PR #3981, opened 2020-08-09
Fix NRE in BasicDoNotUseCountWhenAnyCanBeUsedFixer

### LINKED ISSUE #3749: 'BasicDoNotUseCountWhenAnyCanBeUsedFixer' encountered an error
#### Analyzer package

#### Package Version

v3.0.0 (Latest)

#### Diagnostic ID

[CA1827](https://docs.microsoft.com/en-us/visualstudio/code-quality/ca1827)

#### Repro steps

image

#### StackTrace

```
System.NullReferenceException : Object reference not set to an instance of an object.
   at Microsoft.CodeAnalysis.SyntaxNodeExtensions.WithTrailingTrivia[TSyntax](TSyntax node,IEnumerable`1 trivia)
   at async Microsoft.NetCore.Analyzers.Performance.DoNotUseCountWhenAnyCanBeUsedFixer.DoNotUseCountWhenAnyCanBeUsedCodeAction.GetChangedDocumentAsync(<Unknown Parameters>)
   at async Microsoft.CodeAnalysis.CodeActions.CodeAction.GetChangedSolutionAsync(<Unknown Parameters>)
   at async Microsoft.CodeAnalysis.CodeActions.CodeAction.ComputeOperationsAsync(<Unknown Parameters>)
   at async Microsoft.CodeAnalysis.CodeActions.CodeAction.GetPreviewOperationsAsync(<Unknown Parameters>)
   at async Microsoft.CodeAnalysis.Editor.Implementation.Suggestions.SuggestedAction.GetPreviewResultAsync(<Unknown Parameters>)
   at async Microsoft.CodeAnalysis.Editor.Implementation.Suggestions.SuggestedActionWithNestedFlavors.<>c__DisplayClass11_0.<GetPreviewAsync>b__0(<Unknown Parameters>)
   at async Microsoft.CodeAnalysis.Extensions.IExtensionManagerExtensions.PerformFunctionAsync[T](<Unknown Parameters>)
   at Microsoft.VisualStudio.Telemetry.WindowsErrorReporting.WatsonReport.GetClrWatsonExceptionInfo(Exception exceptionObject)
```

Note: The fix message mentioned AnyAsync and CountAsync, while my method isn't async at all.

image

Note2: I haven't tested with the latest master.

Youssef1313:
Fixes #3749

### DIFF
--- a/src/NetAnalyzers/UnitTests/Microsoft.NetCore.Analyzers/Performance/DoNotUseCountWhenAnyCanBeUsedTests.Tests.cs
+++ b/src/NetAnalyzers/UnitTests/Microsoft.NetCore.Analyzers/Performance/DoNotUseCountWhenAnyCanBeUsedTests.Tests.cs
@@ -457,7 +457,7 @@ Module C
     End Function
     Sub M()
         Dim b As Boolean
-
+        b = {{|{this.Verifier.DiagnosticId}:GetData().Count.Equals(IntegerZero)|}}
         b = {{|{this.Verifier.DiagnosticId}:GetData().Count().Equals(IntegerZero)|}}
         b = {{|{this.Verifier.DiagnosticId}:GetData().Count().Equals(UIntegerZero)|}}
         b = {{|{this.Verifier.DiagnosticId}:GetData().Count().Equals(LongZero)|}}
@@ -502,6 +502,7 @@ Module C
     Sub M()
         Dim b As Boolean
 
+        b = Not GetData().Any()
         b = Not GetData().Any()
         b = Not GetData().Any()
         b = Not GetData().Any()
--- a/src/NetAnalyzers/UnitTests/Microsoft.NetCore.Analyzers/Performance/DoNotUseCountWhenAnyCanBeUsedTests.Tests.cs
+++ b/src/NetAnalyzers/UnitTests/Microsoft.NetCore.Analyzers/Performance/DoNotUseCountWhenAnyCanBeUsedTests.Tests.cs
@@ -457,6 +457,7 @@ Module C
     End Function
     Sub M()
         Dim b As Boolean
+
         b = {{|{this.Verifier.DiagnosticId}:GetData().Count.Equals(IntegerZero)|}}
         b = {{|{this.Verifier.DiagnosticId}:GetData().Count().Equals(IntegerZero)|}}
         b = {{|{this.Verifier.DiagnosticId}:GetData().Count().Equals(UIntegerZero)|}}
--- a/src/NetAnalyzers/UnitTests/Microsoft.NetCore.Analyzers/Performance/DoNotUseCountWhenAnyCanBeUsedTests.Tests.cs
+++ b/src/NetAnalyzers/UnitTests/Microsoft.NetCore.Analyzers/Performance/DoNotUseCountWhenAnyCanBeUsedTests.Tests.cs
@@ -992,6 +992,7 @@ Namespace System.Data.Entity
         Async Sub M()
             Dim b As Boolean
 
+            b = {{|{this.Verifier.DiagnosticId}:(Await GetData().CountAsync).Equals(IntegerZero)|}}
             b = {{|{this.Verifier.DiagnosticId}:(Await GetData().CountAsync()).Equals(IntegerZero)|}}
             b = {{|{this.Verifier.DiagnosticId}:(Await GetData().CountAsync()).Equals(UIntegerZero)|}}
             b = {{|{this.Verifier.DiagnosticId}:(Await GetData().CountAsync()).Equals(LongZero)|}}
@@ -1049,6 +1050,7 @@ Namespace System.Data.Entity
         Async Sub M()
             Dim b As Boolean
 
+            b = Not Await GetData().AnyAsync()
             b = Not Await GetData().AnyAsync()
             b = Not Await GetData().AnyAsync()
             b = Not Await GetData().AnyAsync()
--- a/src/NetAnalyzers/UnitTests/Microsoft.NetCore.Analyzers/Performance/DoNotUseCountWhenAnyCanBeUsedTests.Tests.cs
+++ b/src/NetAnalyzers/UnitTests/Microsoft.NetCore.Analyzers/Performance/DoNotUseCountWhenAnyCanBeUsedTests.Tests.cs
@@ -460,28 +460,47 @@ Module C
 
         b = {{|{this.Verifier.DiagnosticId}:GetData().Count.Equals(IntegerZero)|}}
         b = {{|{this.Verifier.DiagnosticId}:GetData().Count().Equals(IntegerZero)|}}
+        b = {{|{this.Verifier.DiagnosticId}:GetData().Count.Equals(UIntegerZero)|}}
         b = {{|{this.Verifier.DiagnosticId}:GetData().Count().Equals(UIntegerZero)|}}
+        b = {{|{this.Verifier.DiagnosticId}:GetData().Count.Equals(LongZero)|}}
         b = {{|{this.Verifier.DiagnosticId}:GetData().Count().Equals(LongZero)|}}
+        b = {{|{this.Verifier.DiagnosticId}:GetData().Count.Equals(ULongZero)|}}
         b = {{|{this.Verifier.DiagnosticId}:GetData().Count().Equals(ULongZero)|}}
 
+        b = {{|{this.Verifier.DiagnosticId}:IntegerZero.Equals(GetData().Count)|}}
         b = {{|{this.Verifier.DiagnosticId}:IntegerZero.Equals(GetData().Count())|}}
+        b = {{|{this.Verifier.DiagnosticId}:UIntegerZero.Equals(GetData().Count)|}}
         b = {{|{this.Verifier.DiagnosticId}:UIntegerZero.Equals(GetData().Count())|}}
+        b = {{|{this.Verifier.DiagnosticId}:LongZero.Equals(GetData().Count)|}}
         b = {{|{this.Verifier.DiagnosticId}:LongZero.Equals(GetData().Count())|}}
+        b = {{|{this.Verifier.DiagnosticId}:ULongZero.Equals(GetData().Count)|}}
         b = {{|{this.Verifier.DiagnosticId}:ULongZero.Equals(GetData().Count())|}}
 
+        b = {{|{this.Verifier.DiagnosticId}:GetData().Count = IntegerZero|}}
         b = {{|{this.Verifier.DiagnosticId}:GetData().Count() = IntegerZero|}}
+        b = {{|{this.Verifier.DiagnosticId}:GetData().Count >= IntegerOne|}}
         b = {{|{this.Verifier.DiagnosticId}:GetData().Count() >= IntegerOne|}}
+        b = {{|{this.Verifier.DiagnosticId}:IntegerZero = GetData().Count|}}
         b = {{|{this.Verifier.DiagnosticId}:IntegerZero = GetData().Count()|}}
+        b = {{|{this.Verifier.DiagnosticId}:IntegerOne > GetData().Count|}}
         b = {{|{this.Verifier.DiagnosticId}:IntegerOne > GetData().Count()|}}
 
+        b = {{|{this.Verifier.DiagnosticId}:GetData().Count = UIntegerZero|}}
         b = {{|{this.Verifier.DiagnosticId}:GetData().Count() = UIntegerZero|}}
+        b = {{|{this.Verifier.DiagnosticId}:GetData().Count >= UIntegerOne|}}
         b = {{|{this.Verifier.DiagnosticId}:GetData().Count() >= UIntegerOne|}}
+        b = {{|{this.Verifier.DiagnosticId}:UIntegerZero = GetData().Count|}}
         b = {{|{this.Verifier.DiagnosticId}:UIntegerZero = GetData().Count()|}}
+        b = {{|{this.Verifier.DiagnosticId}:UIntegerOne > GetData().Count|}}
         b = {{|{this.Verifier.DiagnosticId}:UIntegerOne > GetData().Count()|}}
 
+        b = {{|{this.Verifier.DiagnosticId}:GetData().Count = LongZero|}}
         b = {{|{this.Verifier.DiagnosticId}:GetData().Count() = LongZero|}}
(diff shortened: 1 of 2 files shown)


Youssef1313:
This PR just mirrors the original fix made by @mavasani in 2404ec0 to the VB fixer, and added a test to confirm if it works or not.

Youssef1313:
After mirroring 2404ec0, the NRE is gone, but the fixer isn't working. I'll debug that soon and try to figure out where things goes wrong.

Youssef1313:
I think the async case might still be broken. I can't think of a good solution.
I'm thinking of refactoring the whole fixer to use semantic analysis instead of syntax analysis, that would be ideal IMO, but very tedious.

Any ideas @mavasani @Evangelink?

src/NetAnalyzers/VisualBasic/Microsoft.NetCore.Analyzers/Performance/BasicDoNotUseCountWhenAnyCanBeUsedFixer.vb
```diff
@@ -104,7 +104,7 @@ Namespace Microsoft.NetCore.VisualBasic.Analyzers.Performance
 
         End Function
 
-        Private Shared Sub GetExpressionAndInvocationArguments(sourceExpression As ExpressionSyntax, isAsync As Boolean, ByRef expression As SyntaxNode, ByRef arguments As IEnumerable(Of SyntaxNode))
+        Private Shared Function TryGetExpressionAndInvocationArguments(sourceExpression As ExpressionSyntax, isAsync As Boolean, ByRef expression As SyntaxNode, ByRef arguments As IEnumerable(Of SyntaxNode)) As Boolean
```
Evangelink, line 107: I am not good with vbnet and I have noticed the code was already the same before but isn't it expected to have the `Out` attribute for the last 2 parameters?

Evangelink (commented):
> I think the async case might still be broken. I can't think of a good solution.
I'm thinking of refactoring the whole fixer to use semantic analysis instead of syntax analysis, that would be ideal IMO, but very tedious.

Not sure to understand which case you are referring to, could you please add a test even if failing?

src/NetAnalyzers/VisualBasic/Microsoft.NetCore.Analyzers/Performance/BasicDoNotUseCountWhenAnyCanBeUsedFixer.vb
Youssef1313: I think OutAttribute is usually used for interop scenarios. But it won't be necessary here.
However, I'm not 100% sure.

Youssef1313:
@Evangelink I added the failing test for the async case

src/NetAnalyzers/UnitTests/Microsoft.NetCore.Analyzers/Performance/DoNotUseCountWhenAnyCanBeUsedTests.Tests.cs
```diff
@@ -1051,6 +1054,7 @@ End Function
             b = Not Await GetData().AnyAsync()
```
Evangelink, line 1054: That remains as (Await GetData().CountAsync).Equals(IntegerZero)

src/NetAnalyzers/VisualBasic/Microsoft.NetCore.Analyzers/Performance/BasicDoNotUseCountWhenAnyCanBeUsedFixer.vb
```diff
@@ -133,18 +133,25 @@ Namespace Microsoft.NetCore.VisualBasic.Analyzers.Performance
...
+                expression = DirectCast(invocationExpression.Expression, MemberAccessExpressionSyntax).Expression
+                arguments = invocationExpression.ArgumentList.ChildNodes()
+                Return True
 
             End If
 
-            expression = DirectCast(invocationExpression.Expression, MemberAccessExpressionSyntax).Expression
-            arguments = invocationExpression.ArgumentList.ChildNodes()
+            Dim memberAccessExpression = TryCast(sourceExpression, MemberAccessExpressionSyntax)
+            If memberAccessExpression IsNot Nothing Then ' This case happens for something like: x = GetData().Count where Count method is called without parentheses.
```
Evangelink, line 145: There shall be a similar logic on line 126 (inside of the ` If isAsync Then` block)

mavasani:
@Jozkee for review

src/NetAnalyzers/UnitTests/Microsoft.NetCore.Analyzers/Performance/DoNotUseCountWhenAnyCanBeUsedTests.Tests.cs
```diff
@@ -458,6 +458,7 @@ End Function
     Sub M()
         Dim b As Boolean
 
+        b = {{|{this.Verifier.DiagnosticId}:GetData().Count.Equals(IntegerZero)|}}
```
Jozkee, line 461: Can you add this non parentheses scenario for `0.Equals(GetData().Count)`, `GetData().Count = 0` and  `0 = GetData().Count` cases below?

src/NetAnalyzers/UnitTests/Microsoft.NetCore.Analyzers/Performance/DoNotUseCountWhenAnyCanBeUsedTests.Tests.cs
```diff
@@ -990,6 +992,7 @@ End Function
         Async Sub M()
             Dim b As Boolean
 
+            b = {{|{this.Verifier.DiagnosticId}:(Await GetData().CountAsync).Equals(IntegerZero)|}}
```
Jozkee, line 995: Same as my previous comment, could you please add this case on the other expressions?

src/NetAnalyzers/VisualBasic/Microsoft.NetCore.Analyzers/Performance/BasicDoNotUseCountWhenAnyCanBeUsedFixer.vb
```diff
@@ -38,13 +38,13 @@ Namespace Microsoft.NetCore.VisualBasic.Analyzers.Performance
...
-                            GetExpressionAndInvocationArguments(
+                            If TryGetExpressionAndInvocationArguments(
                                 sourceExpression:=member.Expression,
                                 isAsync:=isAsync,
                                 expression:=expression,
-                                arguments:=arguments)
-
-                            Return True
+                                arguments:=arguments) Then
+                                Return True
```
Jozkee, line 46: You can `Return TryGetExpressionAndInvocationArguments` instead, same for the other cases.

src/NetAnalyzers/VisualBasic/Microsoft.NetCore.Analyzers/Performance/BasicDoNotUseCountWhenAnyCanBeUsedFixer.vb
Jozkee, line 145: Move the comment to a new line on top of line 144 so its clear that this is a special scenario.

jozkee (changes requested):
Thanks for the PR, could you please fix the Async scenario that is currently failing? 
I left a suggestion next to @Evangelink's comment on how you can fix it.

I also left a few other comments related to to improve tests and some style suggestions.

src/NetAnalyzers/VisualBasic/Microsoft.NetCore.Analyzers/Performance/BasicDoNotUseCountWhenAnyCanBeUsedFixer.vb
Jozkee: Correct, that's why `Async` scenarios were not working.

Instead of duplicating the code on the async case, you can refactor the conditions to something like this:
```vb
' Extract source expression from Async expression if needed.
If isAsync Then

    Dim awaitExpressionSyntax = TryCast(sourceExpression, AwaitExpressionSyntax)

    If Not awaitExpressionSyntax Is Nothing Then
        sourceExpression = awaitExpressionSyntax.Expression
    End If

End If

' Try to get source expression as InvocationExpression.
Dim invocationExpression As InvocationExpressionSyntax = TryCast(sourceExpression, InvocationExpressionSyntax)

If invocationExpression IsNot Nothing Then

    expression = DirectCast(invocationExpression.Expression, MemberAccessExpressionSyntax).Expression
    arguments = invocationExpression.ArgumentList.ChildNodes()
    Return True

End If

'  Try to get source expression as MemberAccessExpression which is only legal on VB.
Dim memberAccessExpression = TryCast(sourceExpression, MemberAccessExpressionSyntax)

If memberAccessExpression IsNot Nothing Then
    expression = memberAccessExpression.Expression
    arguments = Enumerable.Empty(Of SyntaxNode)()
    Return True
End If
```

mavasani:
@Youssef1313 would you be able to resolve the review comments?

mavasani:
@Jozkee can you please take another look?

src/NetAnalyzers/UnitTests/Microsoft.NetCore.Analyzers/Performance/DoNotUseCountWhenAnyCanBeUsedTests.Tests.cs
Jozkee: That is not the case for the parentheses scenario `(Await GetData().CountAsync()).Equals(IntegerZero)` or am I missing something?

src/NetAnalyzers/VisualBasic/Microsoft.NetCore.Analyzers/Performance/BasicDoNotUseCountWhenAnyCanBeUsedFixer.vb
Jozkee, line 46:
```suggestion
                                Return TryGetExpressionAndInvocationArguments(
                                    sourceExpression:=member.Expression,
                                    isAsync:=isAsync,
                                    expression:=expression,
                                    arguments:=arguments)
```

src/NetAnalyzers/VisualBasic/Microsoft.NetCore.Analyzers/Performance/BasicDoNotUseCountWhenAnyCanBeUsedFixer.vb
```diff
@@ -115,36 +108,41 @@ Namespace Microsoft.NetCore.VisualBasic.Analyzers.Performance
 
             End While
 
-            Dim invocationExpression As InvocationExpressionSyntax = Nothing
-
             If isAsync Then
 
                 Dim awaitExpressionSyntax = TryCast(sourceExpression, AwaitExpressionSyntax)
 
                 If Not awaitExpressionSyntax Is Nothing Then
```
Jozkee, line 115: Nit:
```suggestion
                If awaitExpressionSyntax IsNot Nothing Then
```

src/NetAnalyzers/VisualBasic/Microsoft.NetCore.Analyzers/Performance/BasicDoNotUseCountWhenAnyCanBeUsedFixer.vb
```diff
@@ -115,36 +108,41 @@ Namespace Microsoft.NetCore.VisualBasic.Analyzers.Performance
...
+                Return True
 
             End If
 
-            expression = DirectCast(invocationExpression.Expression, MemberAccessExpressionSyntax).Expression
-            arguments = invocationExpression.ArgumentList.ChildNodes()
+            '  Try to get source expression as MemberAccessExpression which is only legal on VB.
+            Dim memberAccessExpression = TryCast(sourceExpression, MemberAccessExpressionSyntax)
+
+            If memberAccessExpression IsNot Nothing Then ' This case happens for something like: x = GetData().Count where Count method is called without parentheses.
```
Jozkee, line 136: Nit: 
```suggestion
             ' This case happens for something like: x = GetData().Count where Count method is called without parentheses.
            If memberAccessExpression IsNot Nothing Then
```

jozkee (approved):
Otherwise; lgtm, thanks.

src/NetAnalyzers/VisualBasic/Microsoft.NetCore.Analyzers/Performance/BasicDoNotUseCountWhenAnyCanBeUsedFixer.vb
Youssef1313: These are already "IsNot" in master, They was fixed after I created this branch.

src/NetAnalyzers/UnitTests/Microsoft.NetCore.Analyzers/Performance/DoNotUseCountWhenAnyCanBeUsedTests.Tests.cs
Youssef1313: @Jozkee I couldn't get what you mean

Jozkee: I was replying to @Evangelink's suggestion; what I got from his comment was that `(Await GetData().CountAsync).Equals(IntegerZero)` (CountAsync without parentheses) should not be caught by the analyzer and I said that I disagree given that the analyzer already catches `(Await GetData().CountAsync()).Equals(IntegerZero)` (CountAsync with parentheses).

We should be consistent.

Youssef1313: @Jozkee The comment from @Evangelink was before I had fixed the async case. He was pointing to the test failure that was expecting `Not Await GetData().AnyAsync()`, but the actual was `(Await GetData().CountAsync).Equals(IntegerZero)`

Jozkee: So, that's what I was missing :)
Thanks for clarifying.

━━━

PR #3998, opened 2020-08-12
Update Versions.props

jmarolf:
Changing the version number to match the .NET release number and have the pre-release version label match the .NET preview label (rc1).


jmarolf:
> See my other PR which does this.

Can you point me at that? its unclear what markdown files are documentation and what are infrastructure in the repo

━━━

Report all lines of the data that include the word "DirectCast".

Answer space -
+                expression = DirectCast(invocationExpression.Expression, MemberAccessExpressionSyntax).Expression
-            expression = DirectCast(invocationExpression.Expression, MemberAccessExpressionSyntax).Expression
    expression = DirectCast(invocationExpression.Expression, MemberAccessExpressionSyntax).Expression
-            expression = DirectCast(invocationExpression.Expression, MemberAccessExpressionSyntax).Expression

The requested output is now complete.